In cricket parlance it’s called “dancing down the wicket” but with literature taking a backseat, commentators describe it as a “shimmy.”
Whichever way it’s referred to; the idea is to ridicule all the guiles a bowler can think of.
Perhaps shaming is one way of a return to a modicum of normalcy in pedestrian movement, ridiculing the growing jay-walking we are afflicted with.
Kolkata police began by firing anyone crossing the road when an underground walkway or underpass was near. The sole underpass along Karwan Bazar is not known of by many and, overpass or no, people delight in dodging hedges and traffic to take the short-cut risking, not just their lives but also of young children eager to return home from school.
It applies across the broad spectrum of public life from unemployed street gazers to the busy, hurried executives.
They march forth with a wave of the hands making it mandatory for private vehicles to stop or slowdown. The exception is that no one takes chances with buses and trucks -- mowing people down is a regular pastime with them.
The latest tragedy of two young students being killed and a third being grievously hurt by two competing buses has led to a movement that should be a lesson for the government.
Votes of the drivers’ union matter but lives matter more. Too often, too randomly these drivers have gotten away scot free. Statistics show that more than 21,000 lives have been lost in a year due to reckless driving. No one has been convicted. For once, even commuters are gritting their teeth and supporting the movement.
There were many who criticized Bridges Minister Obaidul Quader when he had a motorcyclist do squats while holding his ears. “Uncivilized” they shouted from the rooftops and, for all we know, mumbled as the rickshaw carrying them trundled down the wrong side of the road.
Once I asked a rickshaw-puller why he was on the wrong side of the road. He was quick to retort: “It’s because that’s what most of my passengers ask me to do.” It was pointless suggesting to him that he avoid such a practice for fear of yet another retort in the vein of “what about all those VIPs?” Touché.
So why not do what Mr Quader had done? Let policemen force VIPs to do squats while clutching their ears in public. The idea is to implement the laws so why not shame it?
Motorcycles are now like ants slithering across roads and pavements, weaving in and out of lanes at will.
They just thread towards the top of the traffic queue, and they have the uncanny ability to read traffic directions before speeding ahead in between one lane closing and another opening.

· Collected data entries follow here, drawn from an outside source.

PR #286, opened 2021-12-16
add android ci

PranavPurwar:


khaled-0:
Description 😔
Title 😔

khaled-0:
feat,misc: Add GitHub workflow integration to auto generate latest apk

Idk description 😔

ilyassesalama:
I bet the compilation will fail. Android CI in Sketchware Pro repository is useless.

JavkhlanK:
Why would compilation fail? Looks like it would do the same as building a debug APK with Android Studio.

And about it being useless, contribution would be possible without needing to own a desktop with Gradle + the Android SDK on it, which would enable (easy) pure mobile-only development again.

The police have tried the rope-a-dope tactic to prevent this. The rope has since disappeared, leaving the cop a dope. Apparently that’s a safety hazard.
Of particular danger is driving on the wrong side by motorcyclists on Hatirjheel, where road lights are less prominent, as well as being home to vehicles which shouldn’t be plying the road in the first place. Parking facilities appear to have been overlooked, causing motorcycles and cars to be parked on the bridges, severely testing whatever load they were to have carried to begin with.
Planning inadequacies lead to vehicles remaining stationary on the Rangs Bridge, not to mention other major bridges. Unfortunately, the “handshaking” treatise between transport drivers and police come in the way of intervention.
Mahmudur Rahman is a writer, columnist, broadcaster, and communications specialist.